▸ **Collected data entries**
────────────────────

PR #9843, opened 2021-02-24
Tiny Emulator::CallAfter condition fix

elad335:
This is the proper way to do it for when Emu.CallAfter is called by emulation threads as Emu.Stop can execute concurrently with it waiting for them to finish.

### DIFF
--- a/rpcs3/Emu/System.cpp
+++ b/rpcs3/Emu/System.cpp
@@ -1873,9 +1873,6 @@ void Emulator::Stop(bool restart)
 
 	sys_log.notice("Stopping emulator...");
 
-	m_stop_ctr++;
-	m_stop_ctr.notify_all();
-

────────────────────

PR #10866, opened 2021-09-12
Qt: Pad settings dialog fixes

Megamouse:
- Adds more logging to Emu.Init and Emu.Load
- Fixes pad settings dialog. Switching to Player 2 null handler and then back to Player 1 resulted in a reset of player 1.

────────────────────

▸ **Instructions to follow**
What lines in the data above contain the word "settings"? Copy them all.

▸ **Answer for the task**
Qt: Pad settings dialog fixes
- Fixes pad settings dialog. Switching to Player 2 null handler and then back to Player 1 resulted in a reset of player 1.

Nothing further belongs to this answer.